Cleft Lip/Palate & Tracheoesophageal Fistula

Cleft lip and cleft palate are orofacial defects that can occur alone or together. Cleft lip is a visible separation of the upper lip, often detected at birth; cleft palate is an opening in the roof of the mouth that may be less obvious and requires direct inspection. The primary nursing concerns are feeding difficulty (inability to create suction), aspiration risk, and parent bonding/emotional support. Feeding requires specialized nipples (e.g., Haberman, pigeon) with the infant held upright. Cleft lip is typically repaired around 3 months (rule of 10s: 10 weeks, 10 lbs, Hgb ≥10 g/dL); cleft palate repair occurs around 9–12 months, before speech development. Post-op cleft lip care: position supine or upright (never prone), avoid anything that creates suction or tension on the suture line — no straws, no pacifiers, use elbow restraints, clean suture line gently. Post-op cleft palate: avoid hard utensils in the mouth; use a cup or side of a spoon. Tracheoesophageal fistula (TEF) is a separate congenital defect where the esophagus connects abnormally to the trachea.
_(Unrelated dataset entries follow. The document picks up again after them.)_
PR #221, opened 2020-11-12
Use react-player light mode to improve performance of dashboard page

ianmcorvidae:
Not a super huge amount to this. Mostly just changes the iframe to a div (which then adopts the width/height/etc), and inside it puts a `ReactPlayer` with the `light` option set, which uses noembed.com to fetch a thumbnail and uses that, superimposing a play button that loads the actual full player.

Here's how it looks:

Screenshot_2020-11-12 Discovery Environment

### DIFF
--- a/src/common/NavigationConstants.js
+++ b/src/common/NavigationConstants.js
@@ -17,5 +17,5 @@ export default {
     SEARCH: "search",
     SETTINGS: "settings",
     VICE: "vice",
-    YOUTUBE_EMBED_BASE: "https://www.youtube-nocookie.com/embed",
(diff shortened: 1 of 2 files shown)


ianmcorvidae:
This shows the video titles on hover, not sure if that's sufficient or if we need to figure out a way to show the titles more prominently.

sri2k1us (approved):
LGTM :shipit:

ash3rz (approved):
:shipit:

psarando (approved):
:shipit:

ianmcorvidae:
Thanks for the reviews!

PR #223, opened 2020-11-12
Make next dynamic imports work with jest, and dynamically load VideoViewer and TextViewer

ianmcorvidae:
This is another thing I decided to take a stab at while I was thinking about sonora bundle sizes and performance. Without this PR, every data listing and file view loads all the viewers, which includes several hundred kilobytes of `highlight.js` (and the smaller but still notable 45-ish kilobytes that are the `react-player` File player). Previously, this didn't work, because jest would get tripped up on the `next/dynamic` imports, but with the other additions here, dynamic imports can work correctly for jest too. The changes in `FileViewer.js` are the ones that improve performance, the rest of the files are changes to make dynamic imports work with jest.

### DIFF
--- a/.babelrc
+++ b/.babelrc
@@ -11,5 +11,12 @@
         }
       }
     ]
-  ]
+  ],
+  "env": {
+    "test": {
+      "plugins": [
+        "babel-plugin-dynamic-import-node"
+      ]
+    }
+  }
 }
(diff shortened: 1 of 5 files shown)


sri2k1us (approved):
I have approved #224. So this is just a formality.

PR #224, opened 2020-11-13
Remove react-table from initial loading dependencies.

ianmcorvidae:
Includes commits from #223 because this also uses `next/dynamic` and another test needed the appropriate treatment.

The core things here:

 * import SharingView dynamically in the Bag component. This is only used if the user is logged-in and it pulls in a whole bunch of stuff, so splitting it into a separate chunk seems warranted.
 * move some constants, `SEARCH_RESULTS_TABS`, into their own namespace. This way, their former namespace, `DetailedSearchResults`, doesn't need to all be brought into namespaces that require those constants, perhaps most notably the global search field that appears on every page.

With only the second of those (which I did first), the "shared by all pages" JS went from 350kB to 304kB. With both, it's down to 284kB. Ideally we could cut this down a lot more, but `next-i18next` and what it brings along is a bit more than 70k by itself, and next.js's main/normal stuff is also about 70k. A lot of the rest is material-ui stuff. The biggest remaining target would be getting rid of the old vestiges of `react-intl` and our `I18NWrapper`, I think.

### DIFF
--- a/package.json
+++ b/package.json
@@ -131,6 +131,7 @@
         "fetch-mock": "^9.5.0",
         "husky": "^4.0.10",
         "jest": "^24.9.0",
+        "jest-next-dynamic": "^1.0.1",
         "jsdoc": "^3.6.3",
         "lint-staged": "^10.2.2",
         "nodemon": "^2.0.2",
--- a/src/components/Bag/index.js
+++ b/src/components/Bag/index.js
@@ -1,5 +1,7 @@
 import React, { useState, useEffect, useCallback } from "react";
 
+import dynamic from "next/dynamic";
+
 import {
     Badge,
     Dialog,
@@ -32,8 +34,6 @@ import {
     ShoppingBasket as ShoppingBasketIcon,
 } from "@material-ui/icons";
 
-import SharingView from "components/sharing";
-
 import { build as buildID } from "@cyverse-de/ui-lib";
 
 import constants from "./constants";
@@ -55,6 +55,8 @@ import {
 import { useTranslation } from "i18n";
 import { useTheme } from "@material-ui/styles";
 import { useUserProfile } from "contexts/userProfile";
+
+const SharingView = dynamic(() => import("components/sharing"));
 
 const useStyles = makeStyles((theme) => ({
     help: {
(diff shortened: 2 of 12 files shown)


src/components/Bag/index.js
```diff
@@ -56,6 +56,8 @@ import { useTranslation } from "i18n";
 import { useTheme } from "@material-ui/styles";
 import { useUserProfile } from "contexts/userProfile";
 
+const SharingView = dynamic(() => import("components/sharing"));
+
```
sri2k1us, line 60: 👍

package.json
```diff
@@ -131,6 +131,7 @@
         "fetch-mock": "^9.5.0",
         "husky": "^4.0.10",
         "jest": "^24.9.0",
+        "jest-next-dynamic": "^1.0.1",
```
sri2k1us, line 134: 👍

src/components/data/viewers/FileViewer.js
```diff
@@ -45,6 +44,10 @@ import {
     Typography,
 } from "@material-ui/core";
 
+// these are at the bottom so eslint doesn't complain
+const TextViewer = dynamic(() => import("./TextViewer"));
+const VideoViewer = dynamic(() => import("./VideoViewer"));
```
sri2k1us, line 49: I am curious if we could use the async build provided `react-syntax-highlighter` directly and still get the same performance improvement. https://github.com/react-syntax-highlighter/react-syntax-highlighter#async-build

sri2k1us (approved):
LGTM. I tried this locally and everything checks out as expected. :shipit:

src/components/data/viewers/FileViewer.js
ianmcorvidae: I admit I couldn't get it to work, but I could give it another shot. We could get additional benefits from it, at least, because with the async build we could make sure we only load the languages that we actually use. If I did that, what I might consider doing is removing the dynamic imports here, but dynamically importing `FileViewer` itself (along with `react-syntax-highlighter`, of course). That way, the file viewer code doesn't end up loaded when just viewing listings, but all the viewers get loaded at once (and then the syntax highlighter only when needed).

ianmcorvidae:
Thanks for the review! I'll merge them now so I don't lose track of it, but all of this can of course continue being refined.

PR #226, opened 2020-11-16
Fix issue where logged in users still see anonymous's data roots

ash3rz:
Small change.  I think having the `staleTime: Infinity, cacheTime: Infinity,` was causing this bug, so now I'm just invalidating the results whenever the userprofile changes. Still not sure why this was only happening sometimes, but it seems to happen more consistently for me now that anonymous doesn't have a home directory and is returning an error.

### DIFF
--- a/src/components/data/toolbar/Navigation.js
+++ b/src/components/data/toolbar/Navigation.js
@@ -328,6 +328,7 @@ function Navigation(props) {
     const [userProfile] = useUserProfile();
     const [config] = useConfig();
     const irodsHomePath = config?.irods?.home_path;
+    const rootsQueryKeyArray = [DATA_ROOTS_QUERY_KEY, userProfile?.id];
 
     const preProcessData = (respData) => {
         if (respData) {
@@ -373,12 +374,8 @@ function Navigation(props) {
         }
     }, [dataRoots, handlePathChange, path]);
 
-    useEffect(() => {
-        queryCache.invalidateQueries(DATA_ROOTS_QUERY_KEY);
-    }, [userProfile]);
-
     const { error } = useQuery({
-        queryKey: DATA_ROOTS_QUERY_KEY,
+        queryKey: rootsQueryKeyArray,
         queryFn: getFilesystemRoots,
         config: {
             enabled: true,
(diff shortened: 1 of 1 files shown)


psarando (approved):
:shipit:

sri2k1us (approved):
LGTM 👍

ianmcorvidae:
So, this seems fine to me, but also, wouldn't it make more sense to include the username or some sort of user profile inforrmation in the react-query query key for this? Then, when it changes react-query should know to change it/refetch it anyway, I think

ash3rz:
> So, this seems fine to me, but also, wouldn't it make more sense to include the username or some sort of user profile inforrmation in the react-query query key for this? Then, when it changes react-query should know to change it/refetch it anyway, I think

Ah, good point!  Let me try that out because I'm not sure if it's possible that the `Infinity` caching clobbers that query key check, but it sounds right to me.

ianmcorvidae:
So, I got a debugger into this and it looks like what's happening is the roots endpoint preprocessing that adds the dummy "Home" value for anonymous is clearly putting that in, even though the rest are all getting correctly pulled from the roots endpoint response, and then later it tries to `dataRoots.findIndex` with `root.path === userHomePath` -- `userHomePath` comes from the `base-paths` key of the roots response, so it has the user's proper path, so it gets a -1 index, which pulls out an undefined when it tries to use it (this is the `g[m] is undefined` error). I guess this suggests to me that it's a race condition between the roots endpoint and the user profile, so hopefully putting user profile info into the query key will prevent it (or at least make it retry).

ianmcorvidae:
I guess another thing that we could do that could help is if `selectedIndex` is ever < 0, something's wrong, or at least, we shouldn't depend on it as an index into any arrays. But it's probably better if we can just prevent it from hitting this state, lol

ash3rz:
@ianmcorvidae that makes sense! Thanks for digging into this!  Let's try this for now since the query should re-run based on the user ID changing.  The QA runs have had the most luck in getting into the race condition so hopefully that's a good validation check.

ash3rz:
Thanks for the reviews!

src/components/data/toolbar/Navigation.js
```diff
@@ -328,6 +328,7 @@ function Navigation(props) {
     const [userProfile] = useUserProfile();
     const [config] = useConfig();
     const irodsHomePath = config?.irods?.home_path;
+    const rootsQueryKeyArray = [DATA_ROOTS_QUERY_KEY, userProfile?.id];
```
psarando, line 331: Should this also be set in a `useEffect` with `userProfile` as a dependency?

ash3rz: 🤔 thinking about it, yeah, I guess that's what we've done elsewhere.  It seemed to work fine locally, but I can refactor to be consistent.

PR #227, opened 2020-11-16
Add fetch-mock mocks for noembed.com thumbnail-fetching for dashboard

ianmcorvidae:
This is a bit ugly, recommendations welcome. But it does get the dashboard back to working.


ianmcorvidae:
PS the bodies I've put in these mocks are just from doing the actual requests with `curl`

src/components/dashboard/dashboardItem/ItemBase.js
```diff
@@ -212,7 +212,7 @@ export const DashboardVideoItem = ({ item }) => {
         >
             <ReactPlayer
                 url={item.getLinkTarget()}
-                light={true}
+                light={item.content.thumbnailUrl || true}
```
ianmcorvidae, line 215: This change means that if the data that comes from dashboard-aggregator includes a `thumbnailUrl` (as I added manually to one of the videos in the data.json below) then noembed won't be called at all.

ash3rz (approved):
LGTM 👍

ianmcorvidae:
Cool, I'll merge this for now. If I update dashboard-aggregator to provide the thumbnails, I can update the data file here to reflect that too (though I might leave one that uses noembed so that keeps being tested, little though it is).

PR #228, opened 2020-11-16
Attempt to only build Chromatic CI for PRs and pushes in main repo

psarando:
Hopefully this will prevent Chromatic builds for pushes in fork repos, except when a PR is open against our main repo.

I'm not sure how to test this except to merge it and see what happens 🤷‍♂️ 

Also, perhaps something to consider is their warning that "The pull-request event requires special consideration": https://www.chromatic.com/docs/github-actions#recommended-configuration-for-build-events.
I'm not exactly sure if that will apply to this change, since we will still include the `push` event.

### DIFF
--- a/.github/workflows/chromatic.yml
+++ b/.github/workflows/chromatic.yml
@@ -1,9 +1,13 @@
 name: Chromatic CI
 
-on: [push]
+on:
+  push
+  pull_request:
+    types: [synchronize]
 
 jobs:
   build:
+    if: github.repository == 'cyverse-de/sonora'
 
     runs-on: ubuntu-latest
 


sri2k1us (approved):
LGTM :shipit:   Go for merge.

psarando:
🆗 If it doesn't work we can just revert the change.

I'll make sure Chromatic doesn't build my fork once it syncs with this merge, then we'll just need to make sure that Chromatic still builds for the next PR that's opened, or for new commits to an already-opened PR.

psarando:
Looks like I missed that by default a workflow will run "when a `pull_request`'s activity type is `opened`, `synchronize`, or `reopened`."
https://docs.github.com/en/free-pro-team@latest/actions/reference/events-that-trigger-workflows#pull_request

We probably want `opened` to trigger a build as well, so I'll push a commit to leave it at the defaults for now.

PR #229, opened 2020-11-17
Revert Chromatic CI GitHub workflow changes

psarando:
This reverts #228 and subsequent commits to the workflow config.

### DIFF
--- a/.github/workflows/chromatic.yml
+++ b/.github/workflows/chromatic.yml
@@ -1,13 +1,9 @@
 name: Chromatic CI
 
-on:
-  push
-  pull_request:
-    types: [synchronize]
+on: [push]
 
 jobs:
   build:
-    if: github.repository == 'cyverse-de/sonora'
 
     runs-on: ubuntu-latest
 
--- a/.github/workflows/chromatic.yml
+++ b/.github/workflows/chromatic.yml
@@ -1,6 +1,9 @@
 name: Chromatic CI
 
-on: [push, pull_request]
+on:
+  push:
+  pull_request:
+    types: [synchronize]
 
 jobs:
   build:
--- a/.github/workflows/chromatic.yml
+++ b/.github/workflows/chromatic.yml
@@ -1,7 +1,7 @@
 name: Chromatic CI
 
 on:
-  push:
+  push
   pull_request:
     types: [synchronize]
 


sri2k1us (approved):
:shipit:

.github/workflows/chromatic.yml
```diff
@@ -1,10 +1,9 @@
 name: Chromatic CI
 
-on: [push, pull_request]
+on: [push]
 
 jobs:
   build:
-    if: github.repository == 'cyverse-de/sonora'
```
psarando, line 7: One more suggestion based on @ianmcorvidae's idea:

We could leave this line in to limit Chromatic builds if we modify our PR workflow and only open PRs from branches in `cyverse-de/sonora`. So we could do our dev process as usual, and work in branches in our own forks, but once something is ready for a PR, we would have to create a branch in `cyverse-de/sonora` and push the commits from our fork's branch to the duplicate branch in `cyverse-de/sonora`, then open the PR from the `cyverse-de/sonora` branch.

If more commits or rebases are need, those could still happen in our fork's branches, but then they would have to be merged/pushed/force-pushed to the `cyverse-de/sonora` duplicate branch in order to show up in the PR.

This also has the benefit of allowing us to make a bunch of commits in our fork's branch without triggering a build for each one in Chromatic. Then when we feel the changes are ready for the PR, they can all be pushed at once to the `cyverse-de/sonora` duplicate branch, which will update the PR and trigger only 1 build in Chromatic for all the changes at once.

We don't have to decide on adopting this workflow for Sonora now, but it could be something to keep in mind.

ash3rz: 🤔 That's an interesting idea.  I do like that we could have more control over when the PRs actually get updated once they've been created.  I know I tend to be a bit neurotic about keeping my branches up-to-date with the main branch so I probably cause a ton of Chromatic re-builds. The downside I guess is a bit more branch management, but that's pretty minor.

ash3rz (approved):
:shipit:

.github/workflows/chromatic.yml
psarando: I'll go ahead and merge this now and we can ruminate on an alternative workflow some more and revisit this later.

But first, an example of how this workflow might work (assuming most of the team uses `origin` for their fork and `upstream` for the main cyverse-de repo):
```
$ git checkout -b feature-branch
$ git push -u origin feature-branch
$ git commit -a "my new feature"
$ git push
$ git push upstream feature-branch
# open PR using feature-branch in cyverse-de repo and get feedback
$ git fetch --all
$ git rebase upstream/master
$ git commit -a "Address PR comments"
$ git push --force
$ git push --force upstream feature-branch
# Merge PR and delete branches
```

PR #230, opened 2020-11-18
Sonora - Product Tour

sri2k1us:
- Tour Prompt
image
- Interactive. i.e Waits for users to click on the hamburger menu.
image
- Tour steps can be navigated back / next
image

Notes:
- This covers only tour for Overall DE. 
- We should / can add tour to specific pages like Data, Apps, Analyses etc... 
- The tour text is modified version of the one in the current prod DE. Will be reviewed by Tina.

Known Issues:
- Has a scrolling issue in iphone 5 for long text.


public/static/locales/en/intro.json
```diff
@@ -0,0 +1,24 @@
...
+    "apps": "<p>Use the Apps View to view and find apps to analyze your data.</p><p>In the Apps View, you can: <ul><li>Browse for all available apps in CyVerse.</li><li>Customize an existing app.</li><li>Create your own App.</li></ul></p>",
+    "data": "<p>Use the Data view to manage your data in our cloud-based, central repository called the CyVerse Data Store.<ul><li>You can transfer data in/out of CyVerse.</li><li>Access data you own, data shared with you, and public data.</li><li>Share your data with other CyVerse or external users.</li></ul></p>",
+    "notifications": "<p>Automated notifications let you track progress of actions, such as: <ul><li>The status of your analyses, data transfers, and any requests you have made.</li><li>Sharing of files and folders with you or by you.</li></ul></p>",
+    "preferences": "<p>Use the Preferences to customize settings for your DE experience.<ul><li>Customize notification preferences.</li><li>Change settings and modify keyboard shortcuts.</li></ul></p>",
```
ash3rz, line 17: I think "view got chopped off this sentence: "Use the Preferences `view`..."

public/static/locales/en/intro.json
```diff
@@ -0,0 +1,24 @@
...
+    "bag": "<p>Use a bag to perform bulk operations. <ul><li>Share Analyses, Apps, and Data from the bag.</li><li>Download multiple data sets from the bag.</li></ul></p>",
+    "dashboard": "<p>Use Dashboard to find information about: <ul><li>Recently launched analyses.</li><li>Recently used Apps.</li><li>New Apps published in the DE.</li><li>CyVerse New and Events.</li></ul></p>",
+    "search": "<p>Use Global Search to: <ul><li>Type 3 or more characters to quickly search and find Analyses, Apps and Data.</li><li>Filter search results by type.</li><li>View detailed results page by hitting the `Enter` key followed by the search term or selecting the `View All` from the results.</li></ul></p>",
```
ash3rz, line 20: To me, this sounds like you're supposed to hit Enter and then type out a search term.  Maybe `... by hitting the Enter key after the search term`? 
Also for `... or selecting the View All from ...` - I would either drop `the` from this sentence or keep `the` and add what `View All` is - such as `View All link` or `View All option`

public/static/locales/en/intro.json
```diff
@@ -0,0 +1,24 @@
...
+    "support": "<p>Use this in-app chat to <ul><li>Contact CyVerse support when you encounter issue(s) with the DE or any Cyverse products.</li><li>Ask a question about the DE or any Cyverse products.</li><li>Get notified about Cyverse planned maintenance and unplanned downtimes and events such as webinar.</li></ul></p>",
```
ash3rz, line 21: In this one, there are a couple occurrences of `Cyverse` instead of `CyVerse`

public/static/locales/en/intro.json
```diff
@@ -0,0 +1,24 @@
...
+    "tourPrompt": "Welcome to CyVerse. Do you like to take a tour of the Discovery Environment?",
```
ash3rz, line 22: I think `Would you like to take a tour...` might sound a little better here

src/components/layout/CyVerseAppBar.js
```diff
@@ -575,160 +621,200 @@ function CyverseAppBar(props) {
...
+                <main
+                    className={clsx(classes.content, {
+                        [classes.contentShift]: open,
+                    })}
+                >
+                    {children}
+                </main>
+                {newUser && (
+                    <ConfirmationDialog
+                        baseId={"de"}
```
ash3rz, line 781: This id should perhaps go in an IDs file but I would give it something more descriptive like `userTourDlg` or something like that.  
Maybe the `baseId` prop is misleading and the prop should be `id` instead so it's clear it's the ID for the dialog and not like a parent ID (not for this PR, just thinking out loud).

src/components/layout/CyVerseAppBar.js
```diff
@@ -575,160 +621,200 @@ function CyverseAppBar(props) {
...
+                            paper: clsx({
+                                [classes.drawerOpen]: open,
+                                [classes.drawerClose]: !open,
+                            }),
+                        }}
+                    >
+                        <div className={classes.toolbar}>
+                            {!open && (
+                                <IconButton
+                                    aria-label="open drawer"
```
ash3rz, line 704: I know this isn't a change in this PR, but this should probably go through i18n

ash3rz (approved):
LGTM 👍 
I'm sure Tina/MMS will have better feedback for the wording, but I added some of my own and mentioned a couple other minor things.

psarando (approved):
LGTM 🎉 

I only had a couple of minor suggestions 👍

src/components/layout/CyVerseAppBar.js
```diff
@@ -299,6 +306,8 @@ function CyverseAppBar(props) {
         bootstrapQueryEnabled,
         (respData) => {
             setPreferences(respData.preferences);
+            const workspace = respData["apps_info"].workspace;
+            setNewUser(workspace["new_workspace"] || false);
```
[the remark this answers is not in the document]
sri2k1us: what if `workspace["new_workspace"]` is undefined ? Then won't newUser be to set `undefined` ? 🤔

sri2k1us:
Thanks for the reviews.

src/components/layout/CyVerseAppBar.js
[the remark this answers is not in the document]
psarando: Yes, but isn't that effectively the same thing as far as this state is concerned?
If we only check `if (newUser)` later, then `undefined` would be the same as `false` in that check.
Unless I'm missing something with setting React state to `undefined`.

The most common type (Type C, ~85%) has a blind esophageal pouch superiorly with a distal fistula to the trachea. Early signs include excessive drooling and frothy oral secretions. Classic presentation: the 3 Cs — Coughing, Choking, Cyanosis with first feeding. A catheter that cannot pass into the stomach confirms the diagnosis. Nursing priorities: NPO, elevate HOB 30–45°, suction the blind pouch, and prepare for surgical repair.